Work order — When copying the data, keep every line exactly the same.

Supplied information —

=====

PR #3367, opened 2020-02-25
run e2e tests on travis

petrjasek:
with test server on docker


petrjasek:
will probably have to make them pass first :sweat_smile:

=====

Answer space —
PR #3367, opened 2020-02-25
run e2e tests on travis

petrjasek:
with test server on docker


petrjasek:
will probably have to make them pass first :sweat_smile:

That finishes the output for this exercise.